• **Exercise requirements**
Could the data underneath be repeated exactly, in full?

= = = =

PR #1399, opened 2024-05-23
Use token for codecov uploads

egecetin:
Recently most uploads failed because of rate limiting. Using token should fix the issue.

https://docs.codecov.com/docs/adding-the-codecov-token

image

image


tigercosmos:
I am wondering if the token is under the organization or person?

egecetin:
@tigercosmos It should be under @seladb's account since the repo is under person account

seladb:
Maybe that's the reason coverage went down from 80+% to 74%? 🤔

egecetin:
@seladb Did you add token to repo with following instructions?

https://docs.codecov.com/docs/adding-the-codecov-token

It still says,
`[2024-05-24T06:40:41.530Z] ['verbose'] Passed token was 0 characters long`

egecetin:
Maybe it can be caused because changes still in dev branch also if you add a token

seladb:
> Maybe it can be caused because changes still in dev branch, if you add a token

I added the token just now:
image

PR #1400, opened 2024-05-23
Fixup TcpLayer deprecation macro cleanup.

Dimi1010:
The macro `PCPP_DEPRECATED_TCP_OPTION_TYPE` was always being undefined at the end of `TcpLayey.h` even if it was externally defined.

### DIFF
--- a/Packet++/header/TcpLayer.h
+++ b/Packet++/header/TcpLayer.h
@@ -5,11 +5,8 @@
 #include "TLVData.h"
 #include <string.h>
 
-#ifndef PCPP_DEPRECATED_TCP_OPTION_TYPE
-#define PCPP_DEPRECATED_TCP_OPTION_TYPE__LOCAL_DEFINE
 #define PCPP_DEPRECATED_TCP_OPTION_TYPE PCPP_DEPRECATED("enum TcpOptionType is deprecated; " \
                                                         "Use enum class TcpOptionEnumType instead")
-#endif
 
 /// @file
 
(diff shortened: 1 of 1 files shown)


Packet++/header/TcpLayer.h
```diff
@@ -6,6 +6,7 @@
 #include <string.h>
 
 #ifndef PCPP_DEPRECATED_TCP_OPTION_TYPE
```
tigercosmos, line 8: we already have `#pragma once`, so maybe we don't need `PCPP_DEPRECATED_TCP_OPTION_TYPE`?

Dimi1010: Wdym? They are different things?

seladb, line 8: Maybe we don't need `#ifndef PCPP_DEPRECATED_TCP_OPTION_TYPE`. We can assume no one will define it externally, same as we have with other macros in this project 🤔

Dimi1010: Well, if we are assuming that then yes, the ifndefs are superfluous.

= = = =

• **Task response**
PR #1399, opened 2024-05-23
Use token for codecov uploads

egecetin:
Recently most uploads failed because of rate limiting. Using token should fix the issue.

https://docs.codecov.com/docs/adding-the-codecov-token

image

image


tigercosmos:
I am wondering if the token is under the organization or person?

egecetin:
@tigercosmos It should be under @seladb's account since the repo is under person account

seladb:
Maybe that's the reason coverage went down from 80+% to 74%? 🤔

egecetin:
@seladb Did you add token to repo with following instructions?

https://docs.codecov.com/docs/adding-the-codecov-token

It still says,
`[2024-05-24T06:40:41.530Z] ['verbose'] Passed token was 0 characters long`

egecetin:
Maybe it can be caused because changes still in dev branch also if you add a token

seladb:
> Maybe it can be caused because changes still in dev branch, if you add a token

I added the token just now:
image

PR #1400, opened 2024-05-23
Fixup TcpLayer deprecation macro cleanup.

Dimi1010:
The macro `PCPP_DEPRECATED_TCP_OPTION_TYPE` was always being undefined at the end of `TcpLayey.h` even if it was externally defined.

### DIFF
--- a/Packet++/header/TcpLayer.h
+++ b/Packet++/header/TcpLayer.h
@@ -5,11 +5,8 @@
 #include "TLVData.h"
 #include <string.h>
 
-#ifndef PCPP_DEPRECATED_TCP_OPTION_TYPE
-#define PCPP_DEPRECATED_TCP_OPTION_TYPE__LOCAL_DEFINE
 #define PCPP_DEPRECATED_TCP_OPTION_TYPE PCPP_DEPRECATED("enum TcpOptionType is deprecated; " \
                                                         "Use enum class TcpOptionEnumType instead")
-#endif
 
 /// @file
 
(diff shortened: 1 of 1 files shown)


Packet++/header/TcpLayer.h
```diff
@@ -6,6 +6,7 @@
 #include <string.h>
 
 #ifndef PCPP_DEPRECATED_TCP_OPTION_TYPE
```
tigercosmos, line 8: we already have `#pragma once`, so maybe we don't need `PCPP_DEPRECATED_TCP_OPTION_TYPE`?

Dimi1010: Wdym? They are different things?

seladb, line 8: Maybe we don't need `#ifndef PCPP_DEPRECATED_TCP_OPTION_TYPE`. We can assume no one will define it externally, same as we have with other macros in this project 🤔

Dimi1010: Well, if we are assuming that then yes, the ifndefs are superfluous.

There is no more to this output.